PR #356, opened 2017-06-18
add actionable coverage reporting

grosser:
minimal overhead and instant/actionable feedback when running tests ... found 1 duplicate method and a seemingly dangerous setter ... doing `foo.auditing_enabled = false` should not change the class, just trouble waiting to happen ...

```
rspec spec/audited/auditor_spec.rb
.................................................................................

Finished in 1.79 seconds (files took 2.81 seconds to load)
81 examples, 0 failures

Randomized with seed 2971

lib/audited/auditor.rb new uncovered lines introduced (2 current vs 0 configured)
Lines missing coverage:
lib/audited/auditor.rb:161
lib/audited/auditor.rb:243
```

PR #424, opened 2018-03-17
remove unused/untested methods

grosser:
auditing_enabled was especially dangerous since it sets on the instance and modifies the global state

@tbrisker broken out from https://github.com/collectiveidea/audited/pull/356

### DIFF
--- a/lib/audited/auditor.rb
+++ b/lib/audited/auditor.rb
@@ -142,7 +142,7 @@ module Audited
 
       # List of attributes that are audited.
       def audited_attributes
-        attributes.except(*non_audited_columns)
+        attributes.except(*self.class.non_audited_columns)
       end
 
       # Combine multiple audits into one.
@@ -158,14 +158,6 @@ module Audited
       end
 
       protected
-
-      def non_audited_columns
-        self.class.non_audited_columns
-      end
-
-      def audited_columns
-        self.class.audited_columns
-      end
 
       def revision_with(attributes)
         dup.tap do |revision|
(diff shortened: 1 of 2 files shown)


grosser:
@tbrisker I can haz review plz

lib/audited/auditor.rb
```diff
@@ -204,7 +200,7 @@ def audited_changes
         if audited_options[:only].present?
           all_changes.slice(*audited_columns)
         else
-          all_changes.except(*non_audited_columns)
+          all_changes.except(*self.class.non_audited_columns)
```
tbrisker: Why is this change needed? why does it matter if we have an instance method that calls the class method just for convenience?

lib/audited/auditor.rb
```diff
@@ -297,10 +293,6 @@ def run_conditional_check(condition, matching: true)
         true
       end
 
-      def auditing_enabled=(val)
-        self.class.auditing_enabled = val
-      end
```
tbrisker: I'm OK with removing this method, but please add a line in the CHANGELOG file indicating this change and that the class method should be used instead.

lib/audited/auditor.rb
grosser: - having an instance method for a class variable makes it look like it's changeable/configured on the instance, so extra mental overhead and some users might think it's ok to do `instance.non_audited_columns << :foo`
 - it's not much convenience if it's only needed once
 - for symmetry also removed `def audited_columns `

lib/audited/auditor.rb
grosser: done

☆ ☆ ☆

Wherever the string "that" appears in the records above, copy the line it sits in.

       # List of attributes that are audited.
tbrisker: Why is this change needed? why does it matter if we have an instance method that calls the class method just for convenience?
tbrisker: I'm OK with removing this method, but please add a line in the CHANGELOG file indicating this change and that the class method should be used instead.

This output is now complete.